I mean, the world of fashion has looked to Savile Row for centuries as the bastion of style, British style and men’s suiting. Back in the 50s, it wouldn’t just be Savile Row, there’d be Sackville Street, Albemarle, Conduit Street… there’d be tailors everywhere. Now it’s shrunk, where there are only like two or three streets of tailors. But back in the fifties, it was huge. And it was really then that we started the whole Hollywood connection. At Huntsman, our roll call is incredible, Hollywood royalty almost down through the years. And it’s an amazing place to work, day to day. You take it for granted when you walk through the hallowed hallways of Huntsman, but when you think who’s been here and has shopped, it’s a wonderful place.
Talk a little bit about the legacy of Huntsman and what brought you to where you are.
I was trained at Kilgour, French and Stanbury starting out in ’98, and was lucky enough to get an apprenticeship there because they were like gold dust. And I always thought that had an amazing roll call of clients, and it wasn’t until I came here, it was like, “Wow, this is something else.” And being Creative Director now, what really stands out for me is the people we have had through the doors that could have clothes made in their own atelier. So for example, Coco Chanel, Bill Blass, Hubert de Givenchy, Alexander McQueen, Mark Jacobs, all these people have access to their own manufacturing, their own ateliers, but they choose Huntsman to make their suits. That’s what amazes me when they come here for the dinner suit or their dress tails or their smoking jacket. It’s such a privilege to be considered the world renowned tailors of the highest quality. And it goes so far, we’ve got our atelier in New York, on 57th; Ralph, my old apprentice is now running that, he’s now head cutter there. We also have trunk shows all over the world. And to take that little bit Savile Row, it’s an amazing feeling.
What is the difference between a cutter and a tailor?
The cutter is the architect, and the tailor is the builder. So to become a cutter, you have to be a tailor first. You have to be able to, when you’re a cutter, tell someone if there’s something wrong with the garment. You have to be able to communicate, “When you take this to bits, you need to put it back together this way.” So you need to know every facet, as a cutter, of how something’s put together from the get go. So a master tailor, is someone who can make every facet, every aspect of a bespoke suit, from trousers to waist coats to jackets. So they can cut and make and fit. That’s what a true master tailor is — a one man band.

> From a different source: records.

PR #934, opened 2021-08-29
tweak(shared): modernize fwEvent

blattersturm:
1. Removes a bunch of old-C++ dependencies.
2. Adds operator bool, const operator() and Disconnect methods.

The second part is required for a future changeset adding state bag events.


blattersturm:
Marking as draft as some internal dependencies need updating too.

PR #964, opened 2021-09-06
fix(scheduler): don't error on rejected promise

NotSomething0:


blattersturm:
This seems like an incompatible behavior change, and all you've got to say is...

> No description provided.

What does this even 'fix'? In JS, rejecting a promise leads to `await` throwing as well, same for a Task in C#.

NotSomething0:
I completely forgot about Lua error handling using pcall/xpcall a simple Google search would have solved all my problems 🤦

PR #985, opened 2021-09-11
feat(scripting/lua): implement Citizen.SetInterval

thelindat:
People often use recursive SetTimeout functions and as I understand it isn't great for performance. Otherwise the proper way is with CreateThread and a while loop - which this essentially does ~~while returning the thread~~ while returning the interval id so you can easily close it from elsewhere in your resource.

---
- ~~To do~~
   - ~~I'd like to be able to easily adjust the wait on an active interval.~~
   - ~~A third optional argument for a function to call on close.~~

Confirmation if this is something needed or wanted would be nice. If there's anything else I need to consider then I appreciate the feedback.

---
Edit:
I've updated the function to keep things a bit cleaner and easier to utilise thanks to the metatable. SetInterval is, itself, a table tracking each interval's timer and the next id to grant when an interval is created (currentId).

Utilising the __call metamethod we can of course call the table, as before. I've formatted it to be more-or-less like the JS function `Citizen.SetInterval(callback, timer)`; leaving the timer undefined will just default to 0 so we can perform the callback on each tick.

The return value is the current wait time, allowing for different actions to be performed depending on the current time; clearing the interval just sets the ms to `-1`, which we can utilise for an "onclose" callback.

`local interval = self[id]` should prevent any nil index errors when clearing the interval.

```lua
local id = Citizen.SetInterval(function(ms)
    if ms == 1000 then
        print('hello world')
    elseif ms == -1 then
        print('goodbye cruel world')
    end
end)

RegisterCommand('test', function()
    Citizen.SetInterval[id] = 1000
    Citizen.Wait(0)
    Citizen.ClearInterval(id)
end)
```

### DIFF
--- a/data/shared/citizen/scripting/lua/scheduler.lua
+++ b/data/shared/citizen/scripting/lua/scheduler.lua
@@ -435,6 +435,35 @@ Citizen.SetTickRoutine(function(tickTime, profilerEnabled)
 	end
 end)
 
+Citizen.SetInterval = setmetatable({currentId = 0}, {
+	__call = function(self, callback, timer)
+		local di = debug_getinfo(callback, 'S')
+		local id = self.currentId + 1
+		self.currentId = id
+		self[id] = timer or 0
+		SLQ_AppendTail(thread_queue[1 --[[SLQ_T_NEW]]], thread_createRecord(function()
+			repeat
+				local interval = self[id]
+				coroutine_yield(curTime + interval)
+				callback(interval)
+			until interval == -1
+			self[id] = nil
+		end, ('interval [%s[%s]]'):format(di.short_src, id)))
+		hadThread = true
+		return id
+	end
+})
+
+SetInterval = Citizen.SetInterval
+
+function Citizen.ClearInterval(id)
+	if Citizen.SetInterval[id] then
+		Citizen.SetInterval[id] = -1
+	end
+end
+
+ClearInterval = Citizen.ClearInterval
+
 --[[
 
 	Event handling


blattersturm:
This syntax is still _fairly_ verbose, but I'm not sure if there's anything that'd be more friendly without leading to issues with Lua IDE/editor support needing to be adapted.

Exposing raw coroutines to close seems a bit silly as well, however: how does current SetTimeout handle this?

thelindat:
> Exposing raw coroutines to close seems a bit silly as well, however: how does current SetTimeout handle this?  

It seemed like the easiest way to close the coroutine if desired - the current method I use stores an argument in a table with its value set to the wait time. Not sure what you mean with SetTimeout; it just sets a trigger time then dies off.

I've cleaned up and rewritten the function that I currently use, but I don't know if it's necessarily better?
Perhaps a little more than necessary for implementation and just sticking to Set/Clear Interval.
```lua
local Intervals = {}
function Citizen.SetInterval(id, msec, callback, onclear)
	if Intervals[id] and msec then
		Intervals[id] = msec
	else
		local di = debug_getinfo(callback, 'S').short_src
		local record = thread_createRecord(function()
			Intervals[id] = msec
			repeat
				coroutine_yield(curTime + Intervals[id])
				callback(Intervals[id])
			until Intervals[id] == -1 and (onclear and onclear() or true)
			Intervals[id] = nil
		end)
		SLQ_AppendTail(thread_queue[1 --[[SLQ_T_NEW]]], record, Intervals[id])
		hadThread = true
	end
end

SetInterval = Citizen.SetInterval

function Citizen.ClearInterval(id)
	if Intervals[id] then Intervals[id] = -1 end
end

ClearInterval = Citizen.ClearInterval
```

```lua
SetInterval(1, 1000, function(ms)
	print(ms)
end, function()
	print('broke interval')
end)

RegisterCommand('adjust', function(_, args)
	SetInterval(1, args[1])
end)

RegisterCommand('break', function()
	ClearInterval(1)
end)
```

thelindat:
I've been looking through the scheduler a fair bit over the last few days and trying (struggling) to figure out how the whole thing works. I don't want to mess around with it too much in order to not break functionality, but maybe initialising the interval function as part of thread_createRecord (less function definitions) and identifying it as an interval in the records would be better than an additional table.

Is defining the interval id as an argument vs returning its thread reference from the scheduler preferable - or perhaps sending its bid and handling the break elsewhere?

PR #988, opened 2021-09-12
RedM sampler state fix

blattersturm:
Fixes this little issue reported to occur on D3D12:

GIF


MoosheTV:
I built and tested `blattersturm:fix/rdr3-sampler-state` and can confirm it fixes the issue.

PR #993, opened 2021-09-12
Update scheduler.lua

niekschoemaker:
I have no idea if this would be anything interesting.

Could be usefull to save a native call to GetGameTimer if you want to get tick time.

So this would allow you to do

```lua
local time = Citizen.Wait(0)
```

Instead of
```lua
Citizen.Wait(0)
local time = GetGameTimer()
```

### DIFF
--- a/data/shared/citizen/scripting/lua/scheduler.lua
+++ b/data/shared/citizen/scripting/lua/scheduler.lua
@@ -278,7 +278,7 @@ local function resumeThread(thread, coro) -- Internal utility
 		Citizen_SubmitBoundaryStart(thread[4 --[[SLQ_BOUNDARY]]], coro)
 	end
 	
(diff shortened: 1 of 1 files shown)


blattersturm:
Nice attempt to be clever, but by then one could also just implement a `curTime` getter in the ScRT itself, optimize GET_GAME_TIMER OAL-style, or _anything_ else almost.

niekschoemaker:
> 
> 
> Nice attempt to be clever, but by then one could also just implement a `curTime` getter in the ScRT HLL code itself, optimize GET_GAME_TIMER OAL-style, or _anything_ else almost.

Yeah as I said, just a small idea I had, seems like a logical return value for Citizen.Wait, but if not just feel free to close this.

blattersturm:
PR doesn't apply anymore after tickless.

PR #997, opened 2021-09-13
Server game state improvements

blattersturm:
A little memory/allocator performance saving.

Needs testing on a real server.


blattersturm:
Sizes are from 2372 and may not be valid elsewhere.

Log replacement pattern:

`\[     .*?\] \[         FiveM\]             MainThrd/ `

PR #2462, opened 2024-04-16
feat(mono-v2): Enable mono v2 on RedM

thorium-cfx:
### Goal of this PR
Enable mono v2 scripting runtime on RedM.

Mind you, it's still in beta, breaking changes and crashes are expected.

### How is this PR achieving the goal
By adding it to the components

### This PR applies to the following area(s)
RedM, ScRT: C#

### Successfully tested on
RedM client up to start up

**Game builds:** None

**Platforms:** Windows

### Checklist

- [x] Code compiles and has been tested successfully.
- [x] Code explains itself well and/or is documented.
- [x] My commit message explains what the changes do and what they are for.
- [x] No extra compilation warnings are added by these changes.

PR #2464, opened 2024-04-16
fix(mono-v2): disallow KeyMap to be used on RedM

AvarianKnight:
- keymap natives are not currently supported by RedM, using these would result in RedM crashing

### Goal of this PR

Block the usage of KeyMap on RedM until input mappings are made

Throw a not implemented exception the native is called

ScRT: C#

### Successfully tested on
RedM

**Game builds:** N/A

**Platforms:** Windows

### Checklist

### DIFF
--- a/code/client/clrcore-v2/Attributes.cs
+++ b/code/client/clrcore-v2/Attributes.cs
@@ -58,13 +58,14 @@ namespace CitizenFX.Core
 		}
 	}
 
-#if !IS_FXSERVER
+// TODO: revert this commit (blame check) when RedM has KeyMapping support, also don't make changes to this comment.
+#if GTA_FIVE
 	/// <summary>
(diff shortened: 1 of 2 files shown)


code/client/clrcore-v2/Attributes.cs
```diff
@@ -58,13 +58,13 @@ public CommandAttribute(string command, bool restricted = false)
 		}
 	}
 
-#if !IS_FXSERVER
```
thorium-cfx, line 61: Can you add a note above this one describing:
`TODO: revert this commit when RedM has KeyMapping support, also don't make changes to this comment.`

Thanks

thorium-cfx (approved):

thorium-cfx:
Can be merged together with #2462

In the movie, Mark’s character says he thinks tailoring is not an art, it’s a craft. And I’m curious what you think about that.

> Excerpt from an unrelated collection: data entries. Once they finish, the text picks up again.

PR #2486, opened 2024-04-25
feat(core/profiler): add natives exposing start/stop recording

AvarianKnight:
- currently trying to do recordings can only be done via console commands, which can be tedious
- this adds `PROFILER_START_RECORDING` and `PROFILER_STOP_RECORDING` to allow automating profiler captures

### Goal of this PR
Allow resources to start/stop recording to allow for easier automation of testing performance of code

Exposes `PROFILER_START_RECORDING` and `PROFILER_STOP_RECORDING`

Natives, SCRT

### Successfully tested on
C#

**Platforms:** Windows

### Checklist

### DIFF
--- a/code/components/citizen-scripting-core/src/Profiler.cpp
+++ b/code/components/citizen-scripting-core/src/Profiler.cpp
@@ -949,6 +949,20 @@ static InitFunction initFunction([]()
 		ctx.SetResult<int>(profiler->IsRecording());
 	});
 
+	fx::ScriptEngine::RegisterNativeHandler("PROFILER_START_RECORDING", [](fx::ScriptContext& ctx)
+	{
+		static auto profiler = fx::ResourceManager::GetCurrent()->GetComponent<fx::ProfilerComponent>();
+		const int frames = ctx.GetArgument<int>(0);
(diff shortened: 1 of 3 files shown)


AvarianKnight:
Here's some test code.

Note on the client you'll have to set `profiler_allowSaveNatives true`

```lua
CreateThread(function()
    local profilerStarted = false
    local profilerId = 0
    while true do
        if not profilerStarted then
            profilerStarted = true
            print("started")
            ProfilerStartRecording(250)
        elseif not ProfilerIsRecording() then
            print("save")
            profilerId = profilerId + 1
            ProfilerSaveToJson(("test_profiler_%s.json"):format(profilerId))
            ProfilerSaveToMsgpack(("test_profiler_%s.msgpack"):format(profilerId))
            profilerStarted = false
        end
        
        Wait(250)
    end
end)
```

AvarianKnight:
The implementation has swapped from taking a string value as the file name, to defining one based on the current time of day to not allow the functions to be used maliciously.

This also adds a `profiler:/` vfs to save profiler recordings to so they wont set in the base directory.

PR #2511, opened 2024-05-10
Reorganize KVP natives and fix Lua example for the "find" functions

Mathu-lmn:
### Goal of this PR

This PR puts all the KVP related native decls in the kvp folder
It also provides a fix for the Lua example script that wasn't working due to a wrong boolean check and a missing Wait

By moving all the KVP files in the KVP folder and fixing the Lua example in both StartFindKvp and StartFindExternalKvp

Natives

**Game builds:** X

**Platforms:** X

### Checklist


AvarianKnight (commented):
These don't need a `Wait`, doing so would just slow down getting the KVPs (especially server side, since it ticks once every 50ms).

Mathu-lmn:
Have you tried it ? I can't right now as I'm away but I can next week if needed !

AvarianKnight:
Yes, the example works fine, you don't need to wait to get the kvp string though.

Mathu-lmn:
I wonder why I added it then. I think the client crashed with no wait but I can't check now

AvarianKnight:
Likely crashed with the `until key` because there would never be a key so it would be an infinite loop

Mathu-lmn:
That's why I changed it to `until not key` 😬

Mathu-lmn:
But wouldn't the client crash in a loop with no wait ?

AvarianKnight:
> But wouldn't the client crash in a loop with no wait ?

The old loop (which was `until key`) *would* crash with a endless loop because it would wait for `key to be valid, which it would never be.

The new loop can't crash because if there isn't a key it will break out of the loop.

Mathu-lmn:
Yes, what I meant is that in regular while loops, if you don't put a Wait(0), the Fivem client freezes and you ultimately crash. I'm wondering if it's the case with the repeat operator too

Mathu-lmn:
I've tested without the Wait and it works fine, thanks for the feedback @AvarianKnight

FabianTerhorst (approved):
Thanks for your contribution.  👍

PR #2548, opened 2024-05-15
feat(extra-natives/rdr3): Add extra natives for train tracks

### LINKED ISSUE #2424: [RedM] Cannot override base-game railway data

Sage-of-Mirrors:
### Goal of this PR

This PR provides three new natives for RedM for working with train tracks:

* **GET_TRACK_COUNT:** Returns the number of tracks that are currently loaded in the world.
* **GET_TRACK_FROM_INDEX:** Returns the name hash of the track at the given index, or 0 if that index is invalid.
* **LOAD_TRACKS_FROM_FILE:** Disposes of the currently-loaded tracks and loads new ones from a given `traintracks.xml` file. This allows for fully customized rail networks.

The extra natives can be find in `extra-natives-rdr3/src/TrackNatives.cpp`.

`GET_TRACK_COUNT` and `GET_TRACK_FROM_INDEX` are just directly accessing the track data.

`LOAD_TRACKS_FROM_FILE` is based on FiveM's [LOAD_WATER_FROM_PATH](https://github.com/citizenfx/fivem/blob/2d73aeef4863b3ea3d6001ae9cf34cd063fd257c/code/components/extra-natives-five/src/WaterExtraNatives.cpp#L737).

While this approach appears to work without issue, I am not sure how vehicle replication works. If a connecting client doesn't run a resource containing a `LOAD_TRACKS_FROM_FILE` call *before* the server tells it to spawn a replicated train object, the client will crash. I ran a few tests on my local machine with multiple clients, and I did not get any crashes upon logging onto a local server. However, I currently cannot rule out the possibility that a higher ping or larger set of resources to load may delay the execution of a script long enough to cause a crash. More thorough testing may be required unless someone with more intimate knowledge of CFX's vehicle replication system can confirm that this will never be an issue. 

RedM, Natives

### Successfully tested on

**Game builds:** 1491.50

**Platforms:** Windows

### Checklist

### Fixes issues

Fixes #2424


Sage-of-Mirrors:
This resource can be used to test the three extra natives: [tracktest.zip](https://github.com/citizenfx/fivem/files/15327413/tracktest.zip).

Sage-of-Mirrors:
At the request of @Disquse, I did some testing to determine if a bad actor could exploit `LOAD_TRACKS_FROM_FILE` to intentionally cause clients to crash. Unfortunately, I found that this is possible. If a client spawns a train on tracks that they have locally, but other clients do not have, those clients without the tracks will crash.

What can I do to prevent this? There's a [patch for train config crashes](https://github.com/citizenfx/fivem/blob/2d73aeef4863b3ea3d6001ae9cf34cd063fd257c/code/components/gta-core-rdr3/src/PatchTrainConfigCrash.cpp), should I develop a similar patch for trains? Ensuring that the track index `CREATE_MISSION_TRAIN` gets is valid?

Sage-of-Mirrors:
So, an update: it turns out that the crashes I was seeing were not the result of my new natives - they were because the resource I was using to test the natives handles track switching. When I spawned trains via the resource, it was kicking off code that tried to reset junction states - on tracks that no longer existed!

This behavior is part of the original game. Question is, will I be required fix the original junction natives to get this PR approved?

Sage-of-Mirrors:
Closing this MR because I'm bad at git. Will open a new, clean one in a moment.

I agree with that. I don’t try and force upon clients what I think. There’s too many tailors, too many people, it’s their way or the highway. And at the end of the day, it’s the clients. They’re not always right, but they’re always the customer, and you have to steer them and guide them in the right direction. Yes, the first suit they make, they order off you might not be the right one in your eyes, but kind of let them make the mistakes. And then I think that’s where the trust element builds up. I’ve got clients I’ve made for since 2000, maybe even before 1999. My first client is still with me. They want to have one stop, done. They don’t want change. So I think the craft of it, it’s a trust thing as well. There’s too many people calling themselves bespoke tailors nowadays that they’re not really, they don’t really have the training to call themselves as such.
It’s a craft. It’s a craft that you have to learn. It’s hard. It’s a long time to learn, and it takes a lot of hard work. But once you get to a cutter’s level, it’s an amazing job. You get to go all over the world, you get to meet people that you’d never meet before. It’s so rewarding as well when you see something, you have a hand in something from start to finish. So from a bunch of measurements to finishing it, walking at the door. There’s not many jobs around nowadays that you get that involvement from start to finish.